Table of Contents
A Locally Binary Pattern (LBP) is a local descriptor that captures the appearance of an image in a small neighborhood around a pixel. An LBP is a string of bits, with one bit for each of the pixels in the neighborhood. Each bit is turned on or off depending on whether the intensity of the corresponding pixel is greater than the intensity of the central pixel. LBP are seldom used directly, however. Instead, the binary string thus produced are further quantized (Quantized LBP) and pooled in local histograms (Histograms of LBPs).
While many variants are possible, VlLbp implements only the case of 3 × 3 pixel neighborhoods (this setting was found to be optimal in several applications). In particular, the LBP centered on pixel \((x,y)\) is a string of eight bits. Each bit is equal to one if the corresponding pixel is brighter than the central one. Pixels are scanned starting from the one to the right in anti-clockwise order.
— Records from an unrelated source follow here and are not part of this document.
PR #5456, opened 2020-10-22
Revert to per user API rate limit

szepeviktor:
It was changed from per user to per application in ced3e50bca279f5a499a6d513fcdfd2a020c28ce

@iamgergo


taylorotwell:
Updated it to just user ID if available and fall back to IP.

taylorotwell:
Updated it to just user ID if available and fall back to IP.

PR #5459, opened 2020-10-25
[8.x] Remove MustVerifyEmail which is not used and already inherited

kylekatarnls:


driesvints:
This isn't inherited. Think you might have confused the trait with the contract.

kylekatarnls:
What for this unused contract is supposed to be there?

driesvints:
To indicate to newcomers to the framework that it's there and available if they want to implement email verification.

PR #5482, opened 2020-12-09
Document service providers

tontonsb:
Hey,

This is a WIP and I need help.

Jumping on the documentation bandwagon, this is the thing I have been wanting for a long time. I want to understand what the lines in my config mean and most of them are explained across all of the config files. But not providers. There's at least a facade reference in the docs, but the meaning of providers is totally obscure. Obviously many of them are self explaining, but some terms like Bus, Pipeline, Foundation are not explained in the docs at all.

I was [initially](https://github.com/laravel/ideas/issues/1741) thinking this should go into docs, but maybe the config file would be more appropriate as you won't be wondering "Why is the broadcast provider the only one that's commented out? And why are there two of them?" before looking at the file itself.

Unfourtunately, I don't know all the Laravel that well to describe the intention and scope of each provider. So I am putting this out as a starting point, can anyone help?

### DIFF
--- a/config/app.php
+++ b/config/app.php
@@ -140,7 +140,9 @@ return [
          * Laravel Framework Service Providers...
          */
         
-        // Enables authentication and authorization (gates)
+        /*
+         * Enables authentication and authorization (gates).
+         */
         Illuminate\Auth\AuthServiceProvider::class,
         
         /*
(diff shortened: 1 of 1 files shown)


config/app.php
```diff
@@ -139,27 +139,119 @@
         /*
          * Laravel Framework Service Providers...
          */
+        
+        // Enables authentication and authorization (gates)
```
antonkomarev, line 143: Single line comment while other providers has multiline comment

driesvints:
No plans for this sorry

PR #5483, opened 2020-12-09
Update .env.example

bakhtiyor:
Changed DB_HOST=mysql to DB_HOST=127.0.0.1


taylorotwell:
It is configured for Laravel Sail out of the box. If you aren't using that for local development then you can change it for your own needs.

PR #5486, opened 2020-12-09
added missing env variables for smtp config section

VahanMargaryan:
added following env variables for allow use self hosted mail servers with self signed certificates.
To enable self signed certificates in your .env file set
```
MAIL_STREAM_ALLOW_SELF_SIGNED=true
```
also when you need to skip verifying peers then set
```
MAIL_STREAM_VERIFY_PEER=false
MAIL_STREAM_VERIFY_PEER_NAME=false
```

| Variable  | Default |
| ------------- | ------------- |
| MAIL_TIMEOUT | null |
| MAIL_AUTH_MODE | null |
| MAIL_STREAM_ALLOW_SELF_SIGNED | false |
| MAIL_STREAM_VERIFY_PEER | true |
| MAIL_STREAM_VERIFY_PEER_NAME | true |

### DIFF
--- a/config/mail.php
+++ b/config/mail.php
@@ -41,8 +41,15 @@ return [
             'encryption' => env('MAIL_ENCRYPTION', 'tls'),
             'username' => env('MAIL_USERNAME'),
             'password' => env('MAIL_PASSWORD'),
-            'timeout' => null,
-            'auth_mode' => null,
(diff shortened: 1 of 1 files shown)


taylorotwell:
Add it to your own application if you need it.

VahanMargaryan:
But about these configurations there is no documentation available, I think you can put it into the core laravel project.

PR #5488, opened 2020-12-10
[8.x] Added DBAL configuration to database.php

TomHAnderson:
This PR is in support of a PR on the `laravel/framework` project: https://github.com/laravel/framework/pull/35591  

This PR is a product of the discussion at https://github.com/laravel/framework/issues/35498

Attempting to change a column from a datetime to a timestamp results in the following exception:
Unknown column type "timestamp" requested.

### DIFF
--- a/config/database.php
+++ b/config/database.php
@@ -1,5 +1,6 @@
 <?php
 
+use Illuminate\Database\DBAL\TimestampType;
 use Illuminate\Support\Str;
 
 return [
@@ -144,4 +145,20 @@ return [
 
     ],
 
+    /*
+    |--------------------------------------------------------------------------
+    | DBAL Mappings
+    |--------------------------------------------------------------------------
+    |
+    | If your migrations include ALTER commands then the library
+    | `doctrine/dbal` is used to make those changes.  That library supports
+    | Laravel specific data type(s).  This section maps those datatypes.
+    |
+    */
+
+    'dbal' => [
+        'types' => [
+            'timestamp' => TimestampType::class,
+        ],
+    ],
 ];


driesvints:
@TomHAnderson I've converted this one as a draft until the framework PR is ready. Thanks

config/database.php
```diff
@@ -144,4 +145,20 @@
...
+    |
+    | If your migrations include ALTER commands then the library
+    | `doctrine/dbal` is used to make those changes.  That library supports
+    | Laravel specific data type(s).  This section maps those datatypes.
+    |
+    */
+
+    'dbal' => [
+        'types' => [
+            'timestamp' => TimestampType::class,
```
driesvints, line 161: I'm guessing this will currently fail if you don't have dbal installed (which is an optional in Laravel). I'm thinking we could replace this PR with a new part in the docs to go alongside the main PR to the framework.

TomHAnderson: No, not true!  If you have an alter statement then Laravel will throw an exception telling you to install doctrine/dbal just like it always has.  Nothing I've done in this PR or https://github.com/laravel/framework/pull/35591 will fail in any way new.  

For the sake of brevity only should this PR be discarded for it does no harm and only provides benefit.  But the benefit requires a migration that alters the database.  I think alter statements are essential to proper development in the truest sense of the word which, as I see it, is progressive changes.  That being said, if the configuration to manage alter statements is not included then the exception thrown when `doctrine/dbal` is required should be changed to include a link to the new documentation.

taylorotwell:
Unlikely I'll be adding this to the skeleton.

PR #5489, opened 2020-12-10
[8.x] Adds flag to declare the container volume as the source of truth

benfreke:
Adds the `:delegated` flag to volumes to improve Mac performance. 

Running the command `time sail composer update` went from 46 seconds down to 26 seconds. 
Times will vary for other developers but it is a significant speed increase

This flag used to be documented on the Docker docs but it's been removed and I can't find anything official about this anymore.


taylorotwell:
If you can't find anything official about it then I'm not comfortable merging it.

PR #5490, opened 2020-12-10
[8.x] Add default MAIL_FROM_ADDRESS

bramceulemans:
Currently sending mail does not work out of the box with Sail, I thought maybe it's a good idea to add a default value to `MAIL_FROM_ADDRESS` in `.env.example`.


taylorotwell:
You can set this value to what makes sense for your own application.

PR #5491, opened 2020-12-11
5.5

zhaiduting:
Node-sass should be updated to v5 for Node 15. 
Laravel+Vue+TypeScript has been tested successfully. Now we can write Vue components using both TS and JS in Laravel 5.5.


zhaiduting:
I hope that Laravel can support TypeScript, so I pulled this branch. There is no need to worry that the introduction of TS will affect development habits, because developers can still use JS to write scripts. I have tested #5491 and there is no problem. Thank you very much

zhaiduting:
I hope that Laravel can support TypeScript, so I pulled this branch. There is no need to worry that the introduction of TS will affect development habits, because developers can still use JS to write scripts. I have tested #5491 and there is no problem.

PR #5492, opened 2020-12-13
update variables

muath-ye:
```localhost``` is a better option when configuring a local testing environment.


GrahamCampbell:
Why?

NationwidePharma:
Localhost will break some configurations. Localhost != 127.0.01 as far as MySQL is concerned and also 127.0.0.1 solves performance problems in some cases.

Get Outlook for iOS<https://aka.ms/o0ukef>


​SDVOSB CERTIFIED | NABP ACCREDITED

Justin Lawrence, M.S.
Data Architect

1270 N. Loop 1604 East, STE 13, Suite 1306
SAN ANTONIO, TX  78232
210.778.5406
www.nationwidepharmaceutical.com
bridging the gap between the government and healthcare industry

muath-ye:
I always see hosting provide me localhost as host for my MySql DB connection.

PR #5494, opened 2020-12-18
Fix mailhog host.

redbastie:
This fixes the mailhog host on clean installs. Otherwise, we get the error `Connection could not be established with host mailhog`.

This value should be set to `localhost` as per the homestead mailhog config docs: https://laravel.com/docs/8.x/homestead#configuring-mailhog

Setting this value to `localhost` resolves the issue out of the box. 

P.S. mailhog rocks :)


taylorotwell:
It's configured to work with Sail. Before Sail it was set to Mailtrap I believe.

redbastie:
> It's configured to work with Sail. Before Sail it was set to Mailtrap I believe.

Ok. Understood.

PR #5496, opened 2020-12-20
[8.x] Fixed redirection on session timed out

voyula:
Each session timed out on remember me mode, Laravel makes re-login, if authenticated redirection haven't intended support, user will be lost the last page and will be redirected to home page.


voyula:
Also why Laravel reloading page on every session renews?
Post requests can be conflict?

taylorotwell:
Make the change you want in your own application.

For example the first bit is one if, and only if, \(I(x+1,y) > I(x,y)\), and the second bit is one if, and only if, \(I(x+1,y-1) > I(x,y)\).
Quantized LBP
For a 3 × 3 neighborhood, an LBP is a string of eight bits and so there are 256 possible LBPs. These are usually too many for a reliable statistics (histogram) to be computed. Therefore the 256 patterns are further quantized into a smaller number of patterns according to one of the following rules:
Uniform (VlLbpUniform) There is one quantized pattern for each LBP that has exactly a transitions from 0 to 1 and one from 1 to 0 when scanned in anti-clockwise order, plus one quantized pattern comprising the two uniform LBPs, and one quantized pattern comprising all the other LBPs. This yields a total of 58 quantized patterns.
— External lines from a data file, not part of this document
PR #5497, opened 2020-12-20
Remove --no-progress from npm run prod key & use laravel-mix 6

ziming:
laravel mix 6 is out and I got an "Unknown argument: --no-progress" error when trying out npm run prod. 

So I guess the latest webpack removed it.

### DIFF
--- a/package.json
+++ b/package.json
@@ -7,7 +7,7 @@
         "watch-poll": "npm run watch -- --watch-poll",
         "hot": "cross-env NODE_ENV=development node_modules/webpack-dev-server/bin/webpack-dev-server.js --inline --hot --disable-host-check --config=node_modules/laravel-mix/setup/webpack.config.js",
         "prod": "npm run production",
-        "production": "cross-env NODE_ENV=production node_modules/webpack/bin/webpack.js --no-progress --config=node_modules/laravel-mix/setup/webpack.config.js"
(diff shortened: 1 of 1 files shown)


marky291:
Laravel does not use v6 at the moment so these changes are not required, the dependencies you are proposing still use v5.0.1 also.

ziming:
package.json doesn't include laravel-mix at all. But for people who install the latest laravel-mix stable (v6), npm run prod will break with --no-progress. Removing --no-progress doesn't break things.

marky291:
The file you are committed is using "laravel-mix": "^5.0.1", if you propose update to v6 please change the commit to be v6.

ziming:
Ah okay, spotted it now. Let me chnage

GrahamCampbell:
I don't think upgrading is as simple as just changing the version?

marky291:
Only issues I faced personally when upgrading to v6.17 was the —no-progress flags.

ziming:
it's running fine on my site in production after these changes.

marky291:
There are a few more upgrades required for the stable version of Mix 6.
(https://laravel-mix.com/docs/6.0/upgrade) which includes a new mix cli for npm commands.

driesvints:
Thanks but please search for previous issues. @JeffreyWay will update the skeleton once he's ready for it.

PR #5865, opened 2022-04-15
9.x

mwakalingajohn:
Use "InnoDb" as the default engine for mysql database config. This is to avoid this error on fresh install:

 SQLSTATE[42000]: Syntax error or access violation: 1071 Specified key was too long; max key length is 1000 bytes (SQL: alter table `users` add unique `users_email_unique`(`email`))


driesvints:

PR #5868, opened 2022-04-20
 [9.x] Add missing maintenance to config

ibrunotome:
[#40102](https://github.com/laravel/framework/pull/40102)


ibrunotome:
Maybe a mention in https://laravel.com/docs/9.x/configuration#maintenance-mode should also be added?

PR #5869, opened 2022-04-24
[9.x] Remove @return PHPDoc tag in favor of return types hints

nhedger:
### Description

This PR removes the PHPDoc `@return` tags in favor of return types hints in all service providers under `app/Providers`.

### Why

Now that Laravel requires a minimum PHP version of `8.0`, we are able to use return type hints.


driesvints:

nhedger:
Already do, just thought it would be nice to implement here also, no biggie :)

PR #5870, opened 2022-04-27
Bump laravel/framework version to latest

jnoordsij:
Required for password rule translations to work properly (see https://github.com/laravel/framework/pull/42060)

In the current skeleton, if someone was to update the `password` entries in `validations.php` and resolved an older `laravel/framework` version, the changes would not affect the actual displayed message, which could be quite confusing.


driesvints:
Installing a fresh Laravel app already installs this version but yes, we can do this. Thanks.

The number of quantized LBPs, which depends on the quantization type, can be obtained by vl_lbp_get_dimension.
Histograms of LBPs
The quantized LBP patterns are further grouped into local histograms. The image is divided into a number of cells of a prescribed size (as specified by the parameter cellSize
passed to vl_lbp_process as described in Getting started with LBP). Then the quantized LBPs are aggregated into histogram by using bilinear interpolation along the two spatial dimensions (similar to HOG and SIFT).